(Collected data)
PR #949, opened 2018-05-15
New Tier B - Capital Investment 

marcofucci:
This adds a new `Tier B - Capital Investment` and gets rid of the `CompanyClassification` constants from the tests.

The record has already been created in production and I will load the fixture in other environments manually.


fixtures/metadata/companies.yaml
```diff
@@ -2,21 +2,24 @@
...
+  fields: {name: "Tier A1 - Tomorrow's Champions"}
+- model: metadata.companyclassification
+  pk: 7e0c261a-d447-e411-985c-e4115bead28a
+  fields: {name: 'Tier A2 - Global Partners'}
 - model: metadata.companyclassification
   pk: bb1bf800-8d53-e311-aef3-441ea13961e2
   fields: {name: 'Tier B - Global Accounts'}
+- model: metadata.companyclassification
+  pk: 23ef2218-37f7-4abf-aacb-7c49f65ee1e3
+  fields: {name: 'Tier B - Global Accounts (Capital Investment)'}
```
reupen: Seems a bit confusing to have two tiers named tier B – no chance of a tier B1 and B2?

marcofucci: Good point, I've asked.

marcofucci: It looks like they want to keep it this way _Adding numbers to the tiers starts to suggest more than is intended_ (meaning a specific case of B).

==

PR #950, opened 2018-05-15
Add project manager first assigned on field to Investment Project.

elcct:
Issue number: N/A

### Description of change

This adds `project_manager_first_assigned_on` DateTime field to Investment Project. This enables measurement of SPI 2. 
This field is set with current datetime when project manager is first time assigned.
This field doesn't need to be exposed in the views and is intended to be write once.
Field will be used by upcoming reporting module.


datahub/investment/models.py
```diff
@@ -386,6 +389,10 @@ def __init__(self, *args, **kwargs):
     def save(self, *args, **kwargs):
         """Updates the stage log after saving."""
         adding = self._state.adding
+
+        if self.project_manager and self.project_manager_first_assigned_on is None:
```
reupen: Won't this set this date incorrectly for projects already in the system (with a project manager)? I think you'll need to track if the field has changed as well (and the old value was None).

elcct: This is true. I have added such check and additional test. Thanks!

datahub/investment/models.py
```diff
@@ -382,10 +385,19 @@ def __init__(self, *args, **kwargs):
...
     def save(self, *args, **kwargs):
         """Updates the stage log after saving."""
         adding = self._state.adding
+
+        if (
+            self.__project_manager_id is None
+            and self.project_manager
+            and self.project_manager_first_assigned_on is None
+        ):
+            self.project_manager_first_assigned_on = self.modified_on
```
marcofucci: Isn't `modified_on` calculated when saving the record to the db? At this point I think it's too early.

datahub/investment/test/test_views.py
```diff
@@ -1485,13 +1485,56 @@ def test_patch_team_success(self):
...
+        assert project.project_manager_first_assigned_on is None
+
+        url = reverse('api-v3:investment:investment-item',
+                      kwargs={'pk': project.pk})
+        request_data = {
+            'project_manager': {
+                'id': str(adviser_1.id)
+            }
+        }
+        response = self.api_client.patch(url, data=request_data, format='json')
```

...

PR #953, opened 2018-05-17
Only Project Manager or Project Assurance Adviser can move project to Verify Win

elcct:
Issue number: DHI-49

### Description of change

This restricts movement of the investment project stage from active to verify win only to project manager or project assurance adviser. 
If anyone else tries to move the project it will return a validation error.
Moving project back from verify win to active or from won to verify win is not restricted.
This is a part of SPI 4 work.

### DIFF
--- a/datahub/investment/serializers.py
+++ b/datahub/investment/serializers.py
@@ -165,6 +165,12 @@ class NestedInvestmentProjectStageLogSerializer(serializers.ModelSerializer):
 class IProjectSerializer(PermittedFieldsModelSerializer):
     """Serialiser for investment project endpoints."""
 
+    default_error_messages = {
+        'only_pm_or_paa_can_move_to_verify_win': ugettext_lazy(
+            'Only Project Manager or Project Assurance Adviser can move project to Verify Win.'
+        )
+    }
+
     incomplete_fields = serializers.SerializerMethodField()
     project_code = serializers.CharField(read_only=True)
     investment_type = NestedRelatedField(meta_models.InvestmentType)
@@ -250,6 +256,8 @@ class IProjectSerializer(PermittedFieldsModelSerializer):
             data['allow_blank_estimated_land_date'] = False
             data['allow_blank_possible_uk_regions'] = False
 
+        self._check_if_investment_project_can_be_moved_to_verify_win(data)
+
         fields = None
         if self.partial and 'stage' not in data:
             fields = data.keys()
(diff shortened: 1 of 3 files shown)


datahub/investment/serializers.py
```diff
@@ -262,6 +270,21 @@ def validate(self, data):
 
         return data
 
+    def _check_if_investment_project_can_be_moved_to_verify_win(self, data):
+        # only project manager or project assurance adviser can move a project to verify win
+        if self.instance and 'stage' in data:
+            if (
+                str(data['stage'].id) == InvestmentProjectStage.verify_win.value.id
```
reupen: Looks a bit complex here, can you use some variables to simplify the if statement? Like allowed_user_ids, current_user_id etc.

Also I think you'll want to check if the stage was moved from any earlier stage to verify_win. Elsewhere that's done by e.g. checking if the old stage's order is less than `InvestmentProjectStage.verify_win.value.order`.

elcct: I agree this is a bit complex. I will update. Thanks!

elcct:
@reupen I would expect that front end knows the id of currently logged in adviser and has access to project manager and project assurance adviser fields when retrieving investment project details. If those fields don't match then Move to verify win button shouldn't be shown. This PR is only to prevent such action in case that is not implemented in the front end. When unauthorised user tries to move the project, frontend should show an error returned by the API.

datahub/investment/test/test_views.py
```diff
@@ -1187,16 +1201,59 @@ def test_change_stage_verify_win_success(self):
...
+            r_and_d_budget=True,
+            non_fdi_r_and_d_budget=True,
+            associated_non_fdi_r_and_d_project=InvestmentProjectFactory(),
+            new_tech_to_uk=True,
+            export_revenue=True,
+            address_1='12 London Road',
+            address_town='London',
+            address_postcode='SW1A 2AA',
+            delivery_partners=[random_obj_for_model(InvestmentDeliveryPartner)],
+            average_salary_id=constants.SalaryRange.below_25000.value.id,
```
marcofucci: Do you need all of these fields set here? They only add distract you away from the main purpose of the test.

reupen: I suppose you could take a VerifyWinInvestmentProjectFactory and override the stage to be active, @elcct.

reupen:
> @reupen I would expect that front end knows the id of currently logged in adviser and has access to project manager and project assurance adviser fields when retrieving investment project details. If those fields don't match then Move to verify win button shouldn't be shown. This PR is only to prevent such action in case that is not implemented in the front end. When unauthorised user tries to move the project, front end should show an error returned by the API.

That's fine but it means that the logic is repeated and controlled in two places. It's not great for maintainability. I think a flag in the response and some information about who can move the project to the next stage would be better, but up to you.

§ Assignment: Among the entries, count the lines that hold "match". Reply with the count only.

§ Task result: 2